Monday, 16 July 2018: 17:45
Location: 206A (MTCC NORTH BUILDING)
Oral Presentation
Morten FREDERIKSEN, Aalborg University, Denmark
Uffe Kjærgaard HANSEN, Roskilde University, Denmark
In Danish industrial relations the employee elected shop steward ‘tillidsrepræsentant’ (literally ‘trust representative’) constitute the fulcrum of local negotiations between management and labour. These shop stewards are, one the one hand, representatives of the institutionalized mistrust between labour and management. On the other hand, their ability to influence management decisions hinge on the mutual trust between shop steward and management. This produces an inherent paradox where those shop stewards who seek the trust of their colleagues must be completely transparent in their dealings with management, thus becoming less trust worthy in the eyes of their management counterpart.

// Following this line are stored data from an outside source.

PR #1, opened 2020-09-09
Fixed a compatibility issue with WP 5.5 and newer versions of GFUR.

eihabi:
This PR adds the [custom activation template](https://gravitywiz.com/customizing-gravity-forms-user-registration-activation-page/) snippet to the repo and fixes an issue with newer versions of GFUR where the `page` parameter has been changed to `gfur_activation`.

Ticket: [#19745](https://secure.helpscout.net/conversation/1275451153/19745?folderId=3808239)

### DIFF
--- a/gravity-forms/gw-custom-activation-template.php
+++ b/gravity-forms/gw-custom-activation-template.php
@@ -3,16 +3,17 @@
 * Gravity Forms Custom Activation Template
 * http://gravitywiz.com/customizing-gravity-forms-user-registration-activation-page
 */
-add_action('wp', 'custom_maybe_activate_user', 9);
+add_action( 'wp', 'custom_maybe_activate_user', 9 );
 function custom_maybe_activate_user() {
 
-    $template_path = STYLESHEETPATH . '/gfur-activate-template/activate.php';
-    $is_activate_page = isset( $_GET['page'] ) && $_GET['page'] == 'gf_activation';
-    
-    if( ! file_exists( $template_path ) || ! $is_activate_page  )
-        return;
-    
-    require_once( $template_path );
-    
-    exit();
+	$template_path    = STYLESHEETPATH . '/gfur-activate-template/activate.php';
+	$is_activate_page = isset( $_GET['page'] ) && $_GET['page'] === 'gf_activation';
+
+	if ( ! file_exists( $template_path ) || ! $is_activate_page ) {
+		return;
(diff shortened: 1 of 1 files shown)


gravity-forms/gw-custom-activation-template.php
```diff
@@ -0,0 +1,20 @@
...
+/**
+* Gravity Forms Custom Activation Template
+* http://gravitywiz.com/customizing-gravity-forms-user-registration-activation-page
+*/
+add_action( 'wp', 'custom_maybe_activate_user', 9 );
+function custom_maybe_activate_user() {
+
+	$template_path    = STYLESHEETPATH . '/gfur-activate-template/activate.php';
+	$is_activate_page = isset( $_GET['page'] ) && $_GET['page'] === 'gf_activation';
+	$is_activate_page = $is_activate_page || isset( $_GET['gfur_activation'] ); // WP 5.5 Compatibility
```
spivurno, line 11: There is a potential for a notice here if the the page parameter is not set on line 11. Thoughts on combining these two lines like so?

```
$is_activate_page = isset( $_GET['page'] ) && in_array( $_GET['page'], array( 'gf_activation', 'gfur_activation' ), true );
```

spivurno (changes requested):

spivurno:
@eihabi Just a note that we will need to make this change in a few of our perks as well. I have a card for it here and it's assigned to me. If we get a ticket for it before I'm able to tackle it, feel free to update the card with whichever perks you fix it for in the given ticket.

https://www.notion.so/gravitywiz/GF-User-Registration-Updates-bb203c4643bd46a1a4b1220b0ce363ae

gravity-forms/gw-custom-activation-template.php
eihabi: @spivurno I thought the change was doing away with the `page` parameter in favor of a new `gfur_activation` parameter, is this incorrect?

If page parameter is empty or not set to `gf_activation`, line 11 would just check for the existence of the `gfur_activation` parameter and set `is_activate_page` to `true`, in all other cases it should be `false` and the custom template wouldn't be loaded.

spivurno: Dude, you're 💯 % right. Please ignore me. 😆

spivurno (approved):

Those shop stewards who seek a high level of influence must treat much of their dealings with management as confidential, thus making themselves subject to criticism and mistrust from their colleagues.

The qualitative study reported in this paper is based on qualitative interviews with 29 shop stewards from 9 different chapters of a Danish trade union organizing the low-skill workers within the care sector. The study shows how, as claimed by Georg Simmel, secrets are important devices in creating and maintaining trust relations. However, it also reveals how the transparency needed for confidence in procedures and institutions may be incompatible with the reciprocity and confidentiality needed for intersubjective trust to arise. By taking into account the more complex interconnections of multiple simultaneous trust relations, this study reconfigurates much of our current thinking on the trust-control nexus.